La richiesta di danni, sebbene in teoria “anomala” da sottoporre al tribunale amministrativo, può però aprire scenari non rassicuranti nel caso in cui proprio il Tar dovesse accogliere le tesi della ricorrente annullando l’atto amministrativo.
Si potrebbe aprire un contenzioso civile avviato da quei dipendenti che si ritengono danneggiati oppure ci potrebbe essere un intervento della Corte dei Conti nel caso l’università abbia sostenuto nella fattispecie costi maggiori.


Non basta: il ricorso, preparato dagli avvocati Alessandra Supino e Alessandra Di Nino, si differenzia da altri documenti simili anche perché – in via istruttoria, si opus sit (se cioè ce ne sarà bisogno) – inserisce l’interrogatorio formale del Direttore generale della d’Annunzio. Il che è quanto meno inusuale nei ricorsi al Tar, perché si chiede al giudice amministrativo di domandare al Dg Filippo Del Vecchio di chiarire due aspetti importanti: se è vero che in una sua «nota priva di formalità ed istituzionalità» invitava a «desistere chiunque volesse promuovere ricorsi qualificando il gesto come buttar via i soldi» e se è vero «che tra le persone che hanno beneficiato dello scorrimento della graduatoria, c’è anche la sua segretaria personale» al lavoro dunque in un ufficio amministrativo «pur appartenendo da sempre a carriera tecnica».

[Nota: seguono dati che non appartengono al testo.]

PR #7386, opened 2016-12-08
Centralize BuildWatcher for iTunes Connect builds

hjanuschka:
this PR's try's to de-duplicate the various blocks that check if a build is finished processing.
by moving the logic to fastlanecore.

bildschirmfoto 2016-12-08 um 21 49 00

PR #8152, opened 2017-02-07
Fix pilot stuck on older processing build

### LINKED ISSUE #6069: `pilot` upload waits forever for processing of an *older* build if that is stuck in processing
### New Issue Checklist
### Issue Description

When a TestFlight build is "processing", and a new build is uploaded with `pilot` without turning off waiting for processing (the default), then `pilot` will wait for the _old_ build to finish processing even after the actual (new) build it just uploaded has already finished processing.

This is quite a nuisance when the old build is stuck in processing for a long time, e.g. happened to me 2 days ago when uploading with bad internet connectivity resulted in a "successful" upload which however was somehow damaged. The build, with build number 66, displayed as uploaded in iTunes Connect, but was "processing" all the time without option to click its details (and without app icon displayed). It took more than 24 hours for this damaged build to get removed from iTunes Connect. When uploading a subsequent, new build, with build number 67, `pilot` displayed _"Waiting for iTunes Connect to finish processing the new build (1.0.0 - 66)"_ (i.e. the old build, not the one that was uploaded by that invocation of fastlane).

Please note that there is no option to remove such a stalled old build from iTunes Connect on one's own. I contacted iTunes Support with request to remove the build, but even they are unable to remove the build as they responded:

> The system will eventually cleanup builds stuck in processing states, but **we are unable to remove them manually** at this time.
> 
> If you are the developer of your integration system, you may consider modifying the system to account for situations like this. Otherwise you might want to report the issue to the developer of this integration system so they are aware of the issue.

I suggest fastlane accounts for this by checking for processing status specifically of the build it uploaded, not [checking in general whether any build is processing](https://github.com/fastlane/fastlane/blob/master/pilot/lib/pilot/build_manager.rb#L127-L128).

No longer have it, the stalled build has since then been removed so cannot reproduce it.
### Configuration Files

using `pilot` with `skip_waiting_for_build_processing` left unspecified, defaulting to `false`:

```
...
pilot distribute_external: false, changelog: changelog
...
```
### Environment

fastlane version (run `fastlane -v`): **`fastlane 1.102.0`**

Do you use bundler to execute fastlane (i.e. `bundle exec fastlane`)? **yes**

Do you use a Ruby environment manager (e.g. `chruby`, `rbenv`, `rvm`)? **rbenv (ruby 2.0.0p648)**
### Note

A fix for this will obviously be hard to test 😄. Reproducing a successful upload of a damaged build is probably hard. However it is possible to at least test that normal uploads continue working.

negebauer:
### Checklist

### Description
This makes pilot only wait for the latest upload when waiting for processing, instead of checking for all builds that might be processing

### Motivation and Context
Fixes the problem where pilot would get stuck waiting for an older build to finish processing by iTunes Connect
This could happen, for example, with a faulty upload. The only way of fixing this currently is by waiting till an Apple script removes the faulty build

This should fix #6069


pilot/lib/pilot/build_manager.rb
```diff
@@ -142,10 +143,14 @@ def wait_for_processing_build(options, platform)
         #  have a nil build
         if app.build_trains(platform: platform).count == 0
           UI.message("New application; waiting for build train to appear on iTunes Connect")
-        else
+        elsif !found_build
           builds = app.all_processing_builds(platform: platform)
           break if builds.count == 0
           latest_build = builds.last
+          found_build = true
+        else
```
lacostej: would this alternative code work? (one liner)

* remove the found_build variable
* use
```ruby
    else
      builds = app.all_processing_builds(platform: platform)
      break if builds.count == 0
      latest_build = builds.last		
      next unless builds.include? latest_build # skip broken builds and retry
```

KrauseFx:
We've actually tweaked this a lot in the past, and don't have a central place for it yet. @hjanuschka did some great work on https://github.com/fastlane/fastlane/pull/7386 https://github.com/fastlane/fastlane/pull/7387 and https://github.com/fastlane/fastlane/pull/7388. I'd very much be in favor of merging the 3 PRs into one (now that we're on a mono-gem) and add the changes you proposed to that if they make sense. 

@hjanuschka what are your thoughts on it? 👍 The PRs have been open for a while, but I'd love to get this resolved 🚀

KrauseFx (dismissed):
.

negebauer:
Seems good to me
Better to first make the unification of the wait build function and then think about this problem

hjanuschka:
@KrauseFx  i cleaned up the PR's closing all - only keeping #7386  - still waiting for tests to pass, but it should be ready for review.

@negebauer  maybe you can have a look/test it, and tell me if it works for you.

negebauer:
@hjanuschka I'm kind of new here 😅 
On can I run fastlane on your PR?

lacostej:
@negebauer @hjanuschka's PR was merged so we can resume yours.

I have a question: can you explain how repeating the fetching of the processing builds makes sure that we wait for the right build? Is the intent that, in the time frame the build was sent, it will be added to the list of processing builds?

Shouldn't we instead for example:
* wait for a very specific build number (the one we just uploaded)
* check the processing builds before up uploading and comparing before starting to wait

etc.

negebauer:
@lacostej 
The repeating part was how it was done before. I understood from the comments of `wait_for_processing_build ` [here](https://github.com/negebauer/fastlane/blob/dd22761b0f7aaf8b0e20ce5d301f442282e1ca30/pilot/lib/pilot/build_manager.rb#L141) that only when it's the first build of a new app it doesn't go into processing right away. So the last should be the one that was just updated.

 Tutta la vicenda delle promozioni contestate si gioca sulla correttezza della procedura utilizzata dal dg che per lo scorrimento verticale ha utilizzato una graduatoria che – come riportato nel bando originale - aveva solo una durata di 24 mesi e scadeva nel 2010. Tutte le perplessità su questa decisione del dg erano state espresse – come detto - sia a livello sindacale sia attraverso la diffida di Goffredo De Carolis, ma il direttore aveva reagito con una lettera che ora gli viene contestata nel ricorso perché aveva scritto: faccia ricorso, se vuole e «se ha voglia di buttare soldi». Insomma Del Vecchio non aveva dato peso alle contestazioni che ora hanno preso la forma di un ricorso al Tar, con il rischio di far saltare tutta la riorganizzazione prevista dalla nuova pianta organica.
Secondo il ricorso, sarebbe stata violata la legge che impone un concorso pubblico per le progressioni verticali, mentre il CdA ha approvato un organigramma «che dava per presupposta la validità e la perdurante efficacia» di una graduatoria scaduta. Non solo: secondo gli avvocati «c’è erroneità nelle disposizioni richiamate dal dg sull’applicazione del contratto di lavoro degli universitari», e c’è anche la violazione del regolamento di Ateneo che prevede la riserva del 50% dei posti per i dipendenti, il che implica e presuppone l’indizione di un concorso. In aggiunta ci sarebbe poi l’eccesso di potere, il difetto di istruttoria, il travisamento dei fatti, la carenza di motivazioni, insomma «una patologica discrezionalità assoluta» che ha prodotto «un cattivo esercizio del potere».